I went to film school chasing a dream of telling my story to a world that always seemed not to know what to do with queer Black bois like me. A dream of forcing the world to know.

But it was just a dream. At film school, I quickly learned that while you may be able to make a person see you, you cannot make a person know you. You cannot make them interpret your body the way you want them to when their own sense of sanity demands another interpretation of humanity. And you cannot ignore forever how the over-simplicity of the term “representation matters” often renders it useless, just like it rendered so much of my work as a young liberal artist useless, or at least un-impactful, before I knew these limitations.

We say ‘representation matters,’ but we rarely ask: to whom? What kind of representation matters? Representation in front of which audiences matters? How does it matter? These are the critical questions left out when the catch-phrase is used without intention, questions that illuminate a necessary and more nuanced look at how we as Black people define ourselves in relation to the world viewing us.
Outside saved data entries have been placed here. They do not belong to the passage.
PR #870, opened 2025-02-01
Client refactoring

Sushisource:
## What was changed
Some client cleanup I needed to do while working on poller scaling

## Why?
Paying down some debt & better organization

All representation is not created equally.

Afrofuturist artists like Octavia Butler have been writing the stories we claim matter to us, so why hasn’t this satisfied our desire for “representation”? Instead, we resent her relative obscurity. Instead, we want to see her work on HBO. We want to see her work in Hollywood. We want to see Lupita Nyong’o in the cast. All of these things would be amazing for a fanboy like me, but is there a difference between something that feels amazing and something that is freeing?

If representation simply mattered, if the power of seeing Black people in positions of power was self-evident, our journey to unearth independent artists who provide platforms for us to see Black people in those positions would never cease. There are so many already doing so with such tiny audiences. Often when we use this phrase, however, we mean “high-quality representation,” which generally requires resources that have been hoarded by those who are already in power.

Even more often, though, we mean “representation in front of others.” Seeing ourselves harnessing untapped power isn’t enough. We want others to see us as powerful, too.

What is the difference between desire to see freer worlds for ourselves and the hope that simply seeing is doing the work of turning those visions a reality? If we had the perfect Octavia Butler film, the perfect Black president, the perfect dolls of various shapes and colors and sizes, how much closer would we be to a world where Black people were free? And how many more films and presidents and dolls do we need to get to that level of perfection?

Hope and desire aren’t the same. Hope insinuates a deeper expectation of the future. Many of us hope for a world where white, cis, straight gazes do not dictate our lives. We know that they dictate with violence, and so we have become steadily louder in our calls to not give a fuck about those gazes.

But many of us really just desire those gazes to dictate differently. We want white people to see us as human, too. We want cisgender people to see us as alive, as well. We want straight people to understand the boundlessness of sexuality, and the freeing possibilities of this understanding. But we still want those who oppress us to do something, rather than create a world where whatever they do does not matter.

Perhaps I am a pessimist, but centuries of history are enough proof to me that what these gazes do won’t change, or at least not anytime soon. Perhaps accepting this is what will finally allow our hope for freer worlds and our desires to become aligned––evolving into a hope and desire for a deeper representation, one that really, truly, isn’t for anyone else. One that allows for an opportunity to say “fuck the white gaze” and truly mean it.

“Representation matters” cannot be the beginning and the end of the conversation.

Representation matters, but only when the white gaze doesn’t. Representation matters, but representation is not enough.

If our representation comes at the expense of what is enough, of what gets us to stop waiting to be redeemed in the eyes of those who have yet to find contrition for their own sins, then perhaps we have to learn to say “fuck representation” sometimes, too.